PCR digital baseado em chip em tubo para quantificação de variantes de nucleotídeo único

A reação em cadeia da polimerase digital - ou dPCR - é útil para quantificar variantes de nucleotídeo único - ou SNVs - uma mutação em que a substituição de um único nucleotídeo em uma posição específica no genoma cria duas variações de nucleotídeos ou alelos.

Para iniciar a quantificação usando a técnica de dPCR chip-in-a-tube, pegue uma amostra de DNA contendo SNVs - o alelo mutante e o alelo do tipo selvagem correspondente. Adicione uma mistura contendo uma enzima DNA polimerase termoestável, dNTPs e primers.

Em seguida, adicione sondas de oligonucleotídeos específicos do alelo - marcadas com repórteres de fluorescência de cores diferentes para distinguir entre os alelos - e uma molécula de atenuador. A proximidade do supressor com o repórter suprime sua fluorescência.

Divida a solução nas câmaras de reação de um chip microfluídico. Cada câmara contendo um alelo serve como um recipiente de reação independente.

Coloque o tubo com o chip dentro de um termociclador e inicie a reação. Em alta temperatura, o DNA de fita dupla se desnatura em fitas simples. Abaixe a temperatura para recozer os primers e as sondas de oligonucleotídeos em suas regiões complementares.

A uma temperatura de extensão apropriada, a DNA polimerase estende os primers e cliva a sonda. A distância do extintor permite a emissão de fluorescência do repórter.

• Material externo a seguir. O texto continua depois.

PR #1814, opened 2024-10-12
Correct Testform csproj.

giduac:
No ticket since this is only for TestForm
Removes the hintpath reference.


giduac:
Merging this so work can move on.

PR #1855, opened 2024-11-16
* Add .NET 9 to `all` TFM

PWagner1:
* Add .NET 9 to `all` TFM

image

No changelog needed


giduac (approved):

giduac:
@PWagner1 
Seems that alpha needs to also...

Issue #1871, opened 2024-11-21
[Bug]: HeaderGroups are 'clipped' after upgrade to 90.24.11.317


MattH-Work:
After upgrading from 85...... to 90.24.11.317, the right-hand edge / border of all Headers & HeaderGroups have been 'clipped'

HeaderGroups

![image](https://github.com/user-attachments/assets/31a3a555-0625-45b2-a863-f26c09037a4d)

![image](https://github.com/user-attachments/assets/d85966d2-ed07-455b-b4c6-d53d4b7b0dc8)

![image](https://github.com/user-attachments/assets/ef3494f7-d5ed-4100-8a53-23fe6ec08593)

Headers

![image](https://github.com/user-attachments/assets/02932aea-1194-45c6-8ca5-58f59bb11728)

MattH-Work:
Navigator pages also suffer
![image](https://github.com/user-attachments/assets/b75d076c-a5de-4349-9fd2-5a3ece6d54df)

Smurf-IV:
This work is being sorted via #1807
I'll keep this open just in case I cannot sort it out with the above tho!

MattH-Work:
I use a KryptonCustomPalette to edit the global pallete, when making the same adjustments directly to the control it works as expected ( no clipping, consistent border width all round ) Issue might stem from the KryptonCustomPalette

MattH-Work:
Stupid question, where do I find UseChrome?

Smurf-IV:
> Stupid question, where do I find UseChrome?

Sorry, I shortened it !

![image](https://github.com/user-attachments/assets/efb4eacb-fb65-46c4-bdc4-6ba215b0eb5c)

MattH-Work:
No dice, and I now have the Magenta border issue #1757   #1749

Smurf-IV:
So far it appears to be something to do with the addition of the "CheckButton" style, even when it is in a stack:
![image](https://github.com/user-attachments/assets/5fd55591-3fc2-4fee-8907-78d424b03bde)

And Roll over (Hover) is even worse !

Smurf-IV:
@MattH-Work AS a possible workaround, can you try the following settings ?
![image](https://github.com/user-attachments/assets/26a77e91-e1d3-484e-9c01-ef8c6f20e878)

MattH-Work:
More evidence of clipping weirdness ( on a button )

[...]

Issue #1783, opened 2024-09-23
[Bug]: KForm borders incorrect


giduac:
[**Describe the bug**
see: [https://github.com/Krypton-Suite/Standard-Toolkit/pull/1782#issuecomment-2367371932](https://github.com/Krypton-Suite/Standard-Toolkit/pull/1782#issuecomment-2367371932)

Smurf-IV:
It appears that the 2 issues that are mentioned:
- Grey around title bar
- White border
Have been there for a very long time:
![image](https://github.com/user-attachments/assets/a02d9853-6044-447e-ac0d-e5973b1939b3)

Smurf-IV:
And it's even worse in the "Old" version, when `Draw: False` is used:
![image](https://github.com/user-attachments/assets/569bc21a-9a03-47df-85c3-f80cf41e5005)

Whereas the current alpha does have that part "Sorted":
![image](https://github.com/user-attachments/assets/64906147-8f60-4f06-9f17-597c9cfe6a8c)

Smurf-IV:
Workaround for the whiteline issue:
- Set the Width to be **-2**

![image](https://github.com/user-attachments/assets/adbde68e-0201-41b0-98d5-ec6458742c85)

Smurf-IV:
Workaround for the Left bit of grey:
- Rounding must be -1
- Width must be 0
- DrawBorder must be Bottom, left, Right

![image](https://github.com/user-attachments/assets/4fd64263-b015-41f0-a862-73318b6950b2)

Smurf-IV:
FYI: The "Grey Lines appear for the Office2010 derived themes.
I'm Checking the others
![image](https://github.com/user-attachments/assets/8f0d4150-5d5a-4a78-a558-35dc19af9701)

Smurf-IV:
V95 PR incoming

PR #1879, opened 2024-11-29
- Fix Borders: all over the places...

Smurf-IV:
- Attempt to make `GetWindowBorders` the single source of truth.
- Make use of `GlobalStaticValues.TRANSPARENCY_KEY_COLOR`
- Pass `KryptonForm? owningForm` into appropriate functions to determine actual borders in use
- Make sure `MdiParent` is taken care of in `KryptonForm` reuse
- Fix some of the overflow when a form is maximised
- Make sure changes to Layout still allow Tooltips to work.
- Fix Usages of borders when they are Not to be drawn
- Update themes to return the usage of the actual borders rather the hardcoded values
- Fix Designer "Misuse" from the `DropDownArrowColor`

#1871
#1783

No warnings ??

image

### DIFF
--- a/Documents/Changelog/Changelog.md
+++ b/Documents/Changelog/Changelog.md
@@ -3,6 +3,8 @@
 =======
 
 ## 2025-02-01 - Build 2502 (Version 90 - Patch 1) - February 2025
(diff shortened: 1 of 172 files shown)


Smurf-IV:
Never mind, After the merge the `WFO1000` warnings are there ;-(

image

PWagner1 (approved):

Leia os sinais de fluorescência de cores diferentes e crie um gráfico de posição para detectar as câmaras que contêm os alelos.

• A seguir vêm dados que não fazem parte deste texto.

Issue #1840, opened 2024-11-09
[Other Issues]: Remove DN9 WFO1000 Warnings


giduac:
### First 
~~Edit: `Krypton-Suite/Standard-Toolkit/Source/.editorconfig`~~ Enabled in PR #1854 & #1856
~~Set: `dotnet_diagnostic.WFO1000.severity` from: `suggestion` to `warning`~~

From the build menu run: Clean and rebuild that will bring forward the WFO1000 warnings

Practically this can be done from the VS 2022 Preview with DN9-RC2

### **The Visibility can differ between the type and use of the properties brought forward through the warnings. So each property has to be evaluated on its own.**

**Use the explanation below to apply the correct attribute**

The `DesignerSerializationVisibility` enum in .NET is used to control how a property or event is serialized by the designer (like the Visual Studio designer) into the source code. It has three options:

### 1. `Visible` (`DesignerSerializationVisibility.Visible`)
   - The property or event is serialized by the designer.
   - This is the default setting and is used for properties that should appear in the designer’s generated code. 
   - When set to `Visible`, the designer serializes the property's value, enabling it to be saved in the form's code and restored at runtime.

### 2. `Hidden` (`DesignerSerializationVisibility.Hidden`)
   - The property or event is not serialized by the designer.
   - Properties set to `Hidden` are ignored by the designer, meaning their values will not be saved to the form’s generated code, even if you set them in the designer.
   - This setting is used for properties that are calculated or transient, or for those that don’t need to be persisted.

### 3. `Content` (`DesignerSerializationVisibility.Content`)
   - The designer serializes the contents of the property, rather than the property itself.
   - This is typically used for complex properties like collections or custom types with nested properties. When set to `Content`, the designer serializes each item or subproperty within the property instead of the entire property.
   - This is useful for properties that contain a collection of items (e.g., a list of buttons within a panel), allowing each item to be individually serialized.

**Example Usage:**

```csharp
[DesignerSerializationVisibility(DesignerSerializationVisibility.Content)]
public List<string> MyListProperty { get; set; } = new List<string>();
```

Part of: <https://github.com/Krypton-Suite/Standard-Toolkit/issues/1777>

giduac:
Alpha is in the works

giduac:
Alpha first and then we do a couple of nugets there before proceeding to V95

giduac:
For V95 this is the log with all WFO10100 warnings that need attention.

[...]

PR #1894, opened 2024-12-04
1840-V95-DN9-changes-to-nullability-annotations

giduac:
[Issue 1840-remove-dn9-warnings](https://github.com/Krypton-Suite/Standard-Toolkit/issues/1840)
- Changes to nullability annotations
- https://learn.microsoft.com/en-us/dotnet/core/compatibility/windows-forms/9.0/nullability-changes
- No change log provided.

compile-results


Smurf-IV (changes requested):
These are not `nullability` change fixes.
Code style for Krypton, is to have vars on the left, and solid types on the right.

giduac:
> These are not `nullability` change fixes. Code style for Krypton, is to have vars on the left, and solid types on the right.

Which results in a nullable type...?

Para determinar a frequência do alelo mutante - a fração do alelo variante - calcule a proporção de câmaras contendo o alelo mutante versus o alelo do tipo selvagem.

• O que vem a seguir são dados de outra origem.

PR #1960, opened 2024-12-17
Fixes-nullables and warnings and build errors.

giduac:
Fixes-nullables and warnings and build errors.
No ticket associated.

@Smurf-IV, @Ahmed-Abdelhameed  & @PWagner1 

The warnings have been removed and also the build problems.

It was the `HintPath` again. Anybody knows where this comes from and how to get rid of it permanently?

```xml
    <Reference Include="Krypton.Toolkit">
      <HintPath>obj\Debug\net462\Krypton.Toolkit.dll</HintPath>
    </Reference>
```

This fix should be part of the canary build that was merged lately.

compile-results


giduac:
> > It was the HintPath again. Anybody knows where this comes from and how to get rid of it permanently?
> 
> I think that is added when VS (Or ReSharper) add the reference, rather than the developer adding it explicitly

@Smurf-IV 
It's becoming a recurring feature...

Adicione primers, sondas e DNA genômico previamente projetados a uma nova tira de 8 tubos, para obter um volume total de 15 microlitros. Pipete para cima e para baixo para misturar.

Adicione a plataforma de carregamento aos cavacos construídos na nova tira de 8 tubos e, em seguida, coloque a tira de tubos no carregador automático. Certifique-se de que haja um contato entre os cavacos e a plataforma de carregamento. Em seguida, coloque o controle deslizante de carregamento na plataforma e use uma rolha para segurar o controle deslizante fora do carregador. Pipete 15 microlitros da mistura de PCR perto da ponta do controle deslizante e, em seguida, pressione o botão do carregador para operar o carregador por 1 minuto.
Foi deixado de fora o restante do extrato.